Tech & Society
AI companies talk about governance. When it matters, they pass the responsibility to society
Ronan Farrow and Andrew Marantz spent eighteen months investigating Sam Altman. The piece is being read as a portrait of one man's character. The more important question it raises is who is actually responsible for governing the most consequential technology of our time, and what happens when the answer turns out to be: nobody in particular.
OpenAI was founded on an explicit premise: that AI could be the most dangerous technology in human history, and that therefore the people building it needed to be held to an unusually high standard of integrity. The structure was designed to enforce this — a nonprofit board with authority to fire the CEO if he couldn't be trusted. In November 2023, it tried. The board had spent months documenting concerns: misrepresented safety protocols, patterns of deception, internal memos compiled by chief scientist Ilya Sutskever. They fired Altman. Within five days, 95% of employees had signed a letter demanding his return, Microsoft had moved to hire him, and the board that fired him had been replaced. The independent investigation commissioned as a condition of his return was never written down. Altman came back. Besides a story about one person's character, it is a story about what happened the first time the governance structure designed to constrain a character was actually tested. It failed miserably due to the self-interest of everyone involved. Employees had equity. Microsoft had $13 billion. Investors had a $90 billion valuation.

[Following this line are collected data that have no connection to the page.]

PR #855, opened 2022-02-13
Added properties in image formatter

nirhutnik:
Added image properties.
Added it to ImageFormatter as I expect in the future (or maybe in this PR we will cache the data in batch, like we do in context.infer.

Still missing tests


deepchecks/vision/utils/image_formatters.py
```diff
@@ -32,14 +31,21 @@ class ImageFormatter:
         grayscale images should have 1 channel. The batch itself can be any iterable - a list of arrays, a tuple of
         arrays or simply a 4D numpy array, when the first dimension is the batch dimension.
         If None, the identity function will be used (the data will be assumed to be in format as-is).
+    sample_size_for_image_properties: int, optional. default: 1000
+        sampling size used for image property estimation.
+        If defined, samples only N pixels (uniformly) out of image and calculates property on those.
+        If None, calculates on whole image.
```
noamzbr, line 37:
```suggestion
        If None, calculates on the whole image.
```

deepchecks/vision/utils/image_formatters.py
```diff
@@ -73,3 +79,91 @@ def validate_data(self, batch_data):
             raise DeepchecksValueError('The data inside the iterable must have 1 or 3 channels.')
         if sample.min() < 0 or sample.max() > 255:
             raise DeepchecksValueError('The data inside the iterable must be in the range [0, 255].')
+
+    def sizes(self, batch: List[np.array]):
+        """Return list of tuples of image height and width."""
+        return [self.get_size(img) for img in batch]
+
+    def ratio(self, batch: List[np.array]):
```
noamzbr, line 87:
```suggestion
    def aspect_ratio(self, batch: List[np.array]):
```

deepchecks/vision/utils/image_formatters.py
```diff
@@ -73,3 +79,91 @@ def validate_data(self, batch_data):
...
+        """Return list of integers of image area (height multiplied by width)."""
+        return [np.prod(self.get_size(img)) for img in batch]
+
+    def brightness(self, batch: List[np.array]):
+        """Calculate brightness on each image in the batch."""
+        if self._is_grayscale(batch) is True:
+            return [img.mean() for img in batch]
+        else:
+            flattened_batch = self._flatten_batch(batch)
+            return [(0.299*img[:, 0] + 0.587*img[:, 1] + 0.114 * img[:, 2]).mean() for img in flattened_batch]
```
noamzbr, line 101: no existing to_greyscale?

deepchecks/vision/utils/image_formatters.py
```diff
@@ -73,3 +79,91 @@ def validate_data(self, batch_data):
...
+
+    def contrast(self,  batch: List[np.array]):
+        pass
```
noamzbr, line 104: NotImplementedError

noamzbr (commented):
Makes sense to put these funcs here, we just need to have a clear example of how the user can make his own. 

Regarding the function outputs - in order for these properties to be properties (for which we can calc drift etc), they need to return a float per image. So:
1. We need a clear distinction of what functions are "helpers" (such as normalized_rgb_mean or sizes) that produce complex outputs like lists of arrays and are used by other functions, and actual "properties" that return a float per image.
2. We need to add some properties here, such as "green_relative_intensity" etc.

deepchecks/vision/utils/image_formatters.py
nirhutnik: Surprisingly not if your not reading from a file or using another class.
Also, as this is done on the flattened version, as I want this to work on sampling, this is better in my opinion.
Thought about extracting to another method, WDYT?

nirhutnik:
> 

Regarding custom usage, they can create their own formatter anyway. But maybe this requires more design. 

Regarding the rest:
1. Agree, was wondering about that as well, WDYT about adding "property" to the function? Weird, but... IDK.
2. Agree

noamzbr (approved):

What makes this pattern larger than OpenAI is that it is not unique to Altman. Asked directly who should govern AI, his answer is consistent and revealing: aviation safety worked because society wanted it, regulation followed public demand, the same will happen with AI. It is evasive by placing responsibility everywhere except inside the company deploying the technology. Mustafa Suleyman, who co-founded DeepMind and knows the risks better than most, wrote an entire book diagnosing the same governance problem and proposed "containment" as the response — a concept that names the challenge without identifying who bears the primary obligation to meet it. Different vocabulary, same evasion. The people best positioned to govern AI are, structurally, the ones most invested in not being constrained by governance.

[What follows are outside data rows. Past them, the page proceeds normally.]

PR #857, opened 2022-02-14
suite fixes

yromanyshyn:


noamzbr (approved):
Looks good, but maybe we should make it so that trying to access context.train if not set will return None rather than raise an exception?

yromanyshyn:
@noamzbr 

> Looks good, but maybe we should make it so that trying to access context.train if not set will return None rather than raise an exception?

The governance gap is not waiting to be filled while society catches up. The deployment is already happening. The speed of deployment is itself a governance position: it forecloses options, creates dependencies, and shifts the baseline of what is politically possible to reverse. By the time the regulatory frameworks Altman describes arrive, they will be regulating a world the companies have already built. Every serious governance framework in history — aviation, pharmaceuticals, nuclear — was built on the premise that sincerity from the people building the technology is not a substitute for accountability structures they do not control. AI is the first technology of comparable consequence where the answer to that question has been: let's see.